SR: In “The Shirley Poem,” Shirley, a pioneer doctor’s wife who travels to the mines with her husband, writes in a letter: “I have the vague / idea that I hooked that butterfly comparison from somebody. / If so, I beg the injured / person’s pardon, and he or she / may have a hundred of mine / to pay for.” Then there’s a parenthetical that says, “(italics hers.)” It’s interesting that the parenthetical itself is in italics, so that “her” becomes a completely slippery entity. Whose italics? It’s a fine-tuned gesture that gets at this ownership/originality issue. Throughout your work, there are these precise gestures that enact what you are saying. For example, in “Shared Custody,” where the daughter goes back and forth between parents like Persephone, the daughter “makes / a roof with her goodbye: //bye mom.” In this small typographical moment there is a complex awareness of the ways a child must negotiate her feelings for her divorced parents. I think of [Emily] Dickinson’s ability to funnel big ideas through small yet potent gestures.

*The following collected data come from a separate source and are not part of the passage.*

PR #8142, opened 2023-02-02
feat: Artists result screen tab

rajsam003:
This PR resolves [GRO-1272] 

### Acceptance criteria

- [x] User sees artist rails of artists based on the artworks they saved 
- [x] User sees follow artist button 
- [x] User sees bio - limit after the first sentence on mobile
- [x] User sees an artwork rail with the first 25 artworks by the artist 

image

### PR Checklist

- [x] I tested my changes on **iOS** / **Android**.
- [x] I added screenshots or videos to illustrate my changes.
- [ ] I added Tests and Stories for my changes.
- [ ] I added an [app state migration].
- [x] I hid my changes behind a [feature flag].
- [ ] I have prefixed changes that need to be tested during a release QA with **[NEEDS EXTERNAL QA]** on the changelog.

### To the reviewers 👀

- [x] I would like **at least one** of the reviewers to run this PR on the simulator or device.

<details><summary>Changelog updates</summary>

#### Cross-platform user-facing changes

-

#### iOS user-facing changes

-

#### Android user-facing changes

-

#### Dev changes

-

</details>

Need help with something? Have a look at our [docs], or get in touch with us.

[app state migration]: ../blob/main/docs/adding_state_migrations.md
[feature flag]: ../blob/main/docs/developing_a_feature.md
[docs]: ../blob/main/docs/README.md

[GRO-1272]: https://artsyproduct.atlassian.net/browse/GRO-1272?atlOrigin=eyJpIjoiNWRkNTljNzYxNjVmNDY3MDlhMDU5Y2ZhYzA5YTRkZjUiLCJwIjoiZ2l0aHViLWNvbS1KU1cifQ

PR #8143, opened 2023-02-02
chore: run yarn on main

MounirDhahri:
### Description

- After running yarn on main, I got a different yarn.lock file

#nochangelog


MounirDhahri:
Mergings this as I see it also occurring in other PRs like this https://github.com/artsy/eigen/pull/8142 cc @rajsam003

BH: There’s something about that girlish refuser that is in my work all the way back to Fortress, but it really started with Death Tractates, with the “what” voice that comes in. And that came from working with Andre Breton’s notion of letting the pen slip so that everything in the margins of the poems starts entering. I’ve always done a lot of composition using trance methods. There were always unexplainable voices that would come in. I know “voice” is supposed to be a dirty word, and I never quite figured out why. Have you?

SR: There’s the idea that something different happens on the page than happens in speech.

BH: But I can’t get why one would want to eliminate the trace of a spoken thought in the poem. There are so many moments in which the human “voice” comes in, in Stein’s “Lifting Belly,” say, or in John Ashbery’s poetry, which I love. It isn’t not writerly. It always seemed to me that one of the great things about poetry was when you would hear writing itself, some very specific quality of life that was only possible in that particular expression. There’s something really good about the breakdown of the notion of the ego and the accompanying opening up of the page that has come about through literary theory. It does seem to me crucial that we keep in mind that poetry is about states of mind, and about people going through things as selves and as collectives in relation to the earth, in relation to being alive, in relation to becoming. It is impossible for me to enjoy poetry if there is no sense of intense experience. The old autobiographical narrative isn’t necessarily going to cut it every time. Yet it seems to me crucial to have a sense that somebody went through something, or the powerful thought of the poem as a replica of that.

So I hope that whatever experiment and opening and wildness and exploration the poem has to go through—and I do mean the poem because I feel like I am in its hands when I’m writing—that it keeps human experience recognizable.